Le Ghana va accueillir une usine d’assemblage Hyundai destinée au marché ouest africain, ainsi qu’une nouvelle université sud coréenne. L’annonce a été faite par le ministre ghanéen des Affaires étrangères, Samuel Okudzeto Ablakwa, à l’issue de la réunion des ministres des Affaires étrangères Corée Afrique 2026 à Séoul. Ce projet industriel d’envergure marque un tournant dans la stratégie de partenariat économique entre Accra et Séoul.
L’usine Hyundai, dont la localisation exacte reste à préciser, vise à servir directement les pays de la région ouest africaine. Elle devrait produire des véhicules adaptés aux marchés locaux, créer plusieurs milliers d’emplois directs et indirects, et renforcer l’écosystème automobile régional. En complément, un programme d’irrigation solaire sera déployé, tandis que les deux pays ont annoncé l’ouverture prochaine d’un nouvel établissement universitaire sud coréen sur le sol ghanéen. Le ministre Ablakwa, qui a co présidé la rencontre avec son homologue Cho Hyun, a présenté cet ensemble comme un modèle de coopération gagnant gagnant.
Cette annonce s’inscrit dans un mouvement de fond : les gouvernements africains, lassés des modèles extractifs, exigent désormais des partenariats industriels créateurs de valeur ajoutée. Le Ghana, longtemps dépendant de l’or, du cacao et du pétrole brut, cherche à diversifier son économie et à devenir une plateforme logistique et manufacturière pour l’Afrique de l’Ouest. De son côté, la Corée du Sud, qui a connu en quelques décennies une transformation spectaculaire, voit sur le continent un réservoir de croissance et un partenaire stratégique dans les chaînes de valeur mondiales en recomposition.
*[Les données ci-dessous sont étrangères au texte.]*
PR #8301, opened 2019-04-13
[BEAM-7070] JOIN condition should accept field access

amaliujia:
Currently BeamSQL's join rel implementation has limitations:
1. only deal with RexInputRef and direct cast to RexInputRef without checking.
2. only check if join condition is `() [AND () AND ...]`
3. treat non equal operator (e.g. <) as equal operator (e.g. =)

and more

It's a big effort to improve join rel to make it work properly in every cases. In BeamSQL,  there is a also a lack if enough test cases and test utils.

This PR tries to kick off the party and
1. make JOIN condition work on field access. 
2. reject unsupported RexNode by an exception.

This PR is only an attempt to start to generalize join condition.

This PR also partially solves https://jira.apache.org/jira/browse/BEAM-7071.

------------------------

--- | --- | --- | --- | ---

### DIFF
--- a/sdks/java/extensions/sql/src/main/java/org/apache/beam/sdk/extensions/sql/impl/rel/BeamJoinRel.java
+++ b/sdks/java/extensions/sql/src/main/java/org/apache/beam/sdk/extensions/sql/impl/rel/BeamJoinRel.java
@@ -21,6 +21,7 @@ import static org.apache.beam.sdk.schemas.Schema.toSchema;
 import static org.apache.beam.sdk.values.PCollection.IsBounded.UNBOUNDED;
 import static org.joda.time.Duration.ZERO;
 
+import java.util.ArrayDeque;
 import java.util.ArrayList;
 import java.util.List;
 import java.util.Map;
@@ -259,14 +260,11 @@ public class BeamJoinRel extends Join implements BeamRelNode {
       // the name of the join field is not important
       Schema extractKeySchemaLeft =
           pairs.stream()
-              .map(pair -> BeamJoinRel.getFieldBasedOnRexNode(leftSchema, pair.getKey(), 0))
+              .map(pair -> getFieldBasedOnRexNode(leftSchema, pair.getKey(), 0))
               .collect(toSchema());
       Schema extractKeySchemaRight =
           pairs.stream()
-              .map(
-                  pair ->
-                      BeamJoinRel.getFieldBasedOnRexNode(
-                          rightSchema, pair.getValue(), leftRowColumnCount))
+              .map(pair -> getFieldBasedOnRexNode(rightSchema, pair.getValue(), leftRowColumnCount))
               .collect(toSchema());
 
       SchemaCoder<Row> extractKeyRowCoder = SchemaCoder.of(extractKeySchemaLeft);
@@ -505,14 +503,41 @@ public class BeamJoinRel extends Join implements BeamRelNode {
       return schema.getField(((RexInputRef) rexNode).getIndex() - leftRowColumnCount);
     } else if (rexNode instanceof RexFieldAccess) {
       // need to extract field of Struct/Row.
-      RexFieldAccess fieldAccess = (RexFieldAccess) rexNode;
-      RexInputRef inputRef = (RexInputRef) fieldAccess.getReferenceExpr();
-      Field structField = schema.getField(inputRef.getIndex() - leftRowColumnCount);
-      // Should use RexFieldAccess to get field of Struct field.
-      return structField.getType().getRowSchema().getField(fieldAccess.getField().getIndex());
+      getFieldBasedOnRexFieldAccess(schema, (RexFieldAccess) rexNode, leftRowColumnCount);
     }
 
     throw new UnsupportedOperationException("Does not support " + rexNode.getType() + " in JOIN.");
+  }
+
+  private static Field getFieldBasedOnRexFieldAccess(
+      Schema schema, RexFieldAccess rexFieldAccess, int leftRowColumnCount) {
+    ArrayDeque<RexFieldAccess> fieldAccessStack = new ArrayDeque<>();
+    fieldAccessStack.push(rexFieldAccess);
+
+    RexFieldAccess curr = rexFieldAccess;
+    while (curr.getReferenceExpr() instanceof RexFieldAccess) {
+      curr = (RexFieldAccess) curr.getReferenceExpr();
+      fieldAccessStack.push(curr);
+    }
+
+    // curr.getReferenceExpr() is not a RexFieldAccess. Check if it is RexInputRef, which is only
+    // allowed RexNode type in RexFieldAccess.
+    if (!(curr.getReferenceExpr() instanceof RexInputRef)) {
+      throw new UnsupportedOperationException(
+          "Does not support " + curr.getReferenceExpr().getType() + " in JOIN.");
+    }
+
+    // curr.getReferenceExpr() is a RexInputRef.
+    RexInputRef inputRef = (RexInputRef) curr.getReferenceExpr();
+    Field curField = schema.getField(inputRef.getIndex() - leftRowColumnCount);
+
+    // pop RexFieldAccess from stack one by one to know the final field type.
+    while (fieldAccessStack.size() > 0) {
+      curr = fieldAccessStack.pop();
+      curField = curField.getType().getRowSchema().getField(curr.getField().getIndex());
+    }
+
+    return curField;
   }
 
   private List<Pair<RexNode, RexNode>> extractJoinRexNodes() {
@@ -557,7 +582,7 @@ public class BeamJoinRel extends Join implements BeamRelNode {
     if (rexNode instanceof RexInputRef) {
       return ((RexInputRef) rexNode).getIndex();
     } else if (rexNode instanceof RexFieldAccess) {
-      return ((RexInputRef) ((RexFieldAccess) rexNode).getReferenceExpr()).getIndex();
+      return getColumnIndex(((RexFieldAccess) rexNode).getReferenceExpr());
     }
 
     throw new UnsupportedOperationException("Cannot get column index from " + rexNode.getType());
--- a/sdks/java/extensions/sql/src/main/java/org/apache/beam/sdk/extensions/sql/impl/rel/BeamJoinRel.java
+++ b/sdks/java/extensions/sql/src/main/java/org/apache/beam/sdk/extensions/sql/impl/rel/BeamJoinRel.java
@@ -33,6 +33,7 @@ import org.apache.beam.sdk.extensions.sql.BeamSqlTable;
 import org.apache.beam.sdk.extensions.sql.impl.transform.BeamJoinTransforms;
 import org.apache.beam.sdk.extensions.sql.impl.utils.CalciteUtils;
 import org.apache.beam.sdk.schemas.Schema;
+import org.apache.beam.sdk.schemas.Schema.Field;
 import org.apache.beam.sdk.schemas.SchemaCoder;
 import org.apache.beam.sdk.transforms.MapElements;
 import org.apache.beam.sdk.transforms.PTransform;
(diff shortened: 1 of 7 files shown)


amaliujia:
R: @kennknowles

amaliujia:
retest this please

akedin:
One thing to note is that Calcite doesn't seem to recognize EquiJoins if field access is in use: https://issues.apache.org/jira/browse/CALCITE-2898

sdks/java/extensions/sql/src/main/java/org/apache/beam/sdk/extensions/sql/impl/rel/BeamJoinRel.java
```diff
@@ -248,16 +250,24 @@ private boolean isSideInputLookupJoin() {
...
-      List<Pair<Integer, Integer>> pairs =
-          extractJoinColumns(leftRelNode.getRowType().getFieldCount());
+      List<Pair<RexNode, RexNode>> pairs = extractJoinRexNodes();
 
       // build the extract key type
       // the name of the join field is not important
       Schema extractKeySchemaLeft =
-          pairs.stream().map(pair -> leftSchema.getField(pair.getKey())).collect(toSchema());
+          pairs.stream()
+              .map(pair -> BeamJoinRel.getFieldBasedOnRexNode(leftSchema, pair.getKey(), 0))
```
akedin: you don't need the `BeamJoinRel` to reference the static method in this class

sdks/java/extensions/sql/src/main/java/org/apache/beam/sdk/extensions/sql/impl/rel/BeamJoinRel.java
```diff
@@ -488,22 +499,38 @@ private Schema buildNullSchema(Schema schema) {
...
 
-  private List<Pair<Integer, Integer>> extractJoinColumns(int leftRowColumnCount) {
+  private static Field getFieldBasedOnRexNode(
+      Schema schema, RexNode rexNode, int leftRowColumnCount) {
+    if (rexNode instanceof RexInputRef) {
+      return schema.getField(((RexInputRef) rexNode).getIndex() - leftRowColumnCount);
+    } else if (rexNode instanceof RexFieldAccess) {
+      // need to extract field of Struct/Row.
+      RexFieldAccess fieldAccess = (RexFieldAccess) rexNode;
+      RexInputRef inputRef = (RexInputRef) fieldAccess.getReferenceExpr();
```
akedin: Is the nested field access possible here? If it is, would the `fieldAccess.getReferenceExpr()` return `RexFieldAccess`?

sdks/java/extensions/sql/src/main/java/org/apache/beam/sdk/extensions/sql/impl/transform/BeamJoinTransforms.java
```diff
@@ -44,26 +46,48 @@
...
       return KV.of(row, input);
     }
 
+    @SuppressWarnings("unused")
     private Schema.Field toField(Schema schema, Integer fieldIndex) {
       Schema.Field original = schema.getField(fieldIndex);
       return original.withName("c" + fieldIndex);
     }
+
+    private Object getValue(
```
akedin: This supports only one level nesting. How hard would it be to implement the linked list of the field indices? E.g. `serializableRexNode.isNested()`, `serializableRexNode.getNestedSerializableRexNode()`. This way the logic can probably be generalized a bit. And you probably won't need the class hierarchy, it would be a linked list with an int payload, and you stop when you reach the end of the list.

sdks/java/extensions/sql/src/main/java/org/apache/beam/sdk/extensions/sql/impl/utils/SerializableRexNode.java
```diff
@@ -0,0 +1,56 @@
...
+ */
+package org.apache.beam.sdk.extensions.sql.impl.utils;
+
+import java.io.Serializable;
+import org.apache.calcite.rex.RexFieldAccess;
+import org.apache.calcite.rex.RexInputRef;
+import org.apache.calcite.rex.RexNode;
+
+/** SerializableRexNode. */
+public abstract class SerializableRexNode implements Serializable {
```
akedin: It is confusing to call these `RexNodes`, rename to something like `FieldIndex`?

amaliujia:
Reading that relevant mail and seems to me that Calcite does not recognize equi-join if field acess is in use, when using Enumerablexxx. 

Are we using anyone Enumeralbexxx of JOIN in BeamSQL? (thining we don't use that).

sdks/java/extensions/sql/src/main/java/org/apache/beam/sdk/extensions/sql/impl/utils/SerializableRexNode.java
```diff
@@ -0,0 +1,56 @@
...
+  public abstract int getIndex();
+
+  public SerializableRexNode getReferenceNode() {
```
akedin: Also unclear what reference node is, I would probably call it something like `getNestedFieldIndex()`

sdks/java/testing/nexmark/src/test/java/org/apache/beam/sdk/nexmark/queries/QueryTest.java
```diff
@@ -188,12 +188,14 @@ public void query5MatchesModelStreaming() {
 
   @Test
   @Category(NeedsRunner.class)
+  @Ignore("https://jira.apache.org/jira/browse/BEAM-7072")
```
akedin: Can you add some description to jira?

sdks/java/extensions/sql/src/main/java/org/apache/beam/sdk/extensions/sql/impl/rel/BeamJoinRel.java
amaliujia: Done

sdks/java/extensions/sql/src/main/java/org/apache/beam/sdk/extensions/sql/impl/rel/BeamJoinRel.java
amaliujia: You are absolutely right. `row.row.row.field` should have `ref.fc.fc`. Improved to support longer field access chain.

sdks/java/extensions/sql/src/main/java/org/apache/beam/sdk/extensions/sql/impl/transform/BeamJoinTransforms.java
amaliujia: That's a good idea. 
InputRef -> Index
FieldAccess -> List of Index

Changed.

sdks/java/extensions/sql/src/main/java/org/apache/beam/sdk/extensions/sql/impl/utils/SerializableRexNode.java
amaliujia: Totally changed here so there is no more `getReferenceNode`

sdks/java/extensions/sql/src/main/java/org/apache/beam/sdk/extensions/sql/impl/utils/SerializableRexNode.java
amaliujia: The following work is to add function call support in JOIN condition, e.g. CAST(col) = field access. How to name that then?

I named these new classes to be similar with `RexNode` to preserve some meaning from `RexNode`. Say when see `SerializableRexCall`, it should remind that within this class, there should be a calcite operator with a list of `SerializableRexNode` as operands.

amaliujia:
Run Java PostCommit

amaliujia:
Run Java PostCommit

amaliujia:
Run Java PostCommit

amaliujia:
Run Java PostCommit

amaliujia:
All green. PLAT

amaliujia:
Ping

sdks/java/testing/nexmark/src/test/java/org/apache/beam/sdk/nexmark/queries/QueryTest.java
akedin: Did it work before without `@Ignore`?

amaliujia: There was a bug (which is also fixed by this PR by throwing exception), if there is a `JOIN a > b AND c < d`, BeamSQL executes it as `JOIN a = b AND c = d`. From code you can see if there is a [AND](https://github.com/apache/beam/blob/master/sdks/java/extensions/sql/src/main/java/org/apache/beam/sdk/extensions/sql/impl/rel/BeamJoinRel.java#L499), Beam code goes to extract JOIN column without checking what's [condition](https://github.com/apache/beam/blob/master/sdks/java/extensions/sql/src/main/java/org/apache/beam/sdk/extensions/sql/impl/rel/BeamJoinRel.java#L518).

And these ignored queries are using non equi-join, which BeamSQL has never supported.

amaliujia: So. Join Rel implementation is a hack and needs lots of improvement.

sdks/java/extensions/sql/src/main/java/org/apache/beam/sdk/extensions/sql/impl/utils/SerializableRexNode.java
akedin: I am not sure, I think we will need to think about it a bit more. At this point we're starting to replicate Calcite's relational model representation just because we need to serialize some parts of it.

Also, at the moment this code is used only in `ExtractJoinFields` which doesn't imply function calls. Maybe it's just naming.

Can you share the design for function calls? My concern is that we will need to re-implement that part as well, even though now we have codegen that does similar thing for us in calc rel. Can we re-use that part somehow? E.g. insert a projection which will be backed up by codegen for field accesses and function calls?

sdks/java/testing/nexmark/src/test/java/org/apache/beam/sdk/nexmark/queries/QueryTest.java
akedin: Whoa that was bad

sdks/java/extensions/sql/src/main/java/org/apache/beam/sdk/extensions/sql/impl/utils/SerializableRexNode.java
amaliujia: I can see your concern.

Ok, I will directly work on https://jira.apache.org/jira/browse/BEAM-6112 then.

By doing so, we will have a detailed design/implementation on how to support FunctionCall, ColumnRef and FieldAccess together in Beam.

That should address your concern.

sdks/java/testing/nexmark/src/test/java/org/apache/beam/sdk/nexmark/queries/QueryTest.java
kennknowles: Yikes. One thought that we can do is if there is any equi-join then we can do it first, and then do the rest as a filter operation after that. We could do this in `toPTransform` or in rewrite rules. It might be hard in rewrite rules because the transformation is not an "optimization" unless we leave it at infinite cost until it is rewritten to what we can execute. I'm not sure how easy that will be to express.

Are there tests that unimplementable joins are rejected?

amaliujia: I see. I will explore a general way to supports these: equi-join, AND/OR, function call/operators, Column Ref and FieldAccess. 


There are no tests to test rejections of unsupported JOIN. I will add some.

amaliujia:
Thanks!

As there are many future works so I come up with this doc to track those:
https://docs.google.com/document/d/1vDiE4HR5ZdbZypIf1vzyFy9yKmAMWBu6BzBKfP7JhPc/edit?usp=sharing

kennknowles:
Did you share the doc on the dev list?

amaliujia:
Yes I did.

PR #8304, opened 2019-04-15
[BEAM-7075] Create Redis embedded server on @BeforeClass and simplify tests

iemejia:
I have also refactored most unit tests to make them more unit test like with a considerable performance gain. Also relies only on IPv4 to speed tests still more.

R: @aromanenko-dev


iemejia:

iemejia:
Thanks JB, Clean up is not needed if we take care of using a different key or key prefix in each test, this PR does that. We could make it more robust by cleaning the data on `@After` with a minor performance cost in the future.

PR #8317, opened 2019-04-15
[BEAM-2939] Add a new sdf E2E test without defer_remainder

boyuanzz:
The new test is partially taken from test_sdf. The difference is, test_sdf produces defer_remainder in DoFn.process(), verse the new test only yield elements within the range.
R: @lukecwik 
CC: @robertwb

### DIFF
--- a/sdks/python/apache_beam/runners/portability/fn_api_runner_test.py
+++ b/sdks/python/apache_beam/runners/portability/fn_api_runner_test.py
@@ -364,23 +364,25 @@ class FnApiRunnerTest(unittest.TestCase):
 
   def test_sdf(self):
 
+    class ExpandingStringsDoFn(beam.DoFn):
+      def process(self, element, restriction_tracker=ExpandStringsProvider()):
+        assert isinstance(
+            restriction_tracker,
+            restriction_trackers.OffsetRestrictionTracker), restriction_tracker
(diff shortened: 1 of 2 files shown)


boyuanzz:
Run RAT PreCommit

sdks/python/apache_beam/runners/portability/fn_api_runner_test.py
```diff
@@ -411,6 +395,24 @@ def process(self, element, restriction_tracker=ExpandStringsProvider()):
       self.assertEqual(1, len(counters))
       self.assertEqual(counters[0].committed, len(''.join(data)))
 
+  def test_sdf_expansion_without_defer_remainder(self):
```
lukecwik: rename to test_sdf

sdks/python/apache_beam/runners/portability/fn_api_runner_test.py
```diff
@@ -366,22 +366,6 @@ def test_sdf(self):
```
lukecwik: rename test_sdf to test_sdf_with_sdf_initiated_checkpointing

might also want to reorder this test so that it appears after the other one.

lukecwik:
The Flink test seems to be legitimately failing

Les prochains mois seront décisifs pour la concrétisation du projet. Si l’usine Hyundai entre rapidement en phase opérationnelle, elle pourrait servir de catalyseur à d’autres investisseurs asiatiques hésitant encore à s’implanter en Afrique de l’Ouest. Par ailleurs, les discussions avancent sur un accord d’exemption de visas pour toutes les catégories de passeports, après celui déjà obtenu pour les titulaires de passeports diplomatiques et de service. En 2027, Ghana et Corée du Sud célébreront 50 ans de relations diplomatiques, une échéance que les deux capitales entendent marquer par des réalisations concrètes.
Le timing n’est pas neutre. Le ministre Ablakwa a lui même souligné la pression croissante sur les dirigeants africains face à une jeunesse nombreuse et insuffisamment employée. L’industrialisation est devenue une priorité politique absolue, parfois même au détriment des équilibres environnementaux ou budgétaires. Dans ce contexte, l’usine Hyundai offre une vitrine séduisante, mais sa capacité à générer des compétences réellement transférables et des emplois durables fera l’objet d’une surveillance attentive de la société civile et des syndicats ghanéens.
Au delà de l’automobile, Séoul et Accra ont annoncé un renforcement de leur coopération dans l’intelligence artificielle, l’énergie, et les minerais critiques. Ce dernier volet est essentiel : la Corée du Sud, grande importatrice de terres rares et de lithium, cherche à sécuriser ses approvisionnements face à la domination chinoise. Le Ghana, qui possède d’importantes réserves de bauxite, de manganèse et de graphite, pourrait ainsi devenir un maillon clé de la chaîne d’approvisionnement sud coréenne. Mais cette convergence d’intérêts devra éviter le piège d’une simple extraction déguisée en partenariat technologique.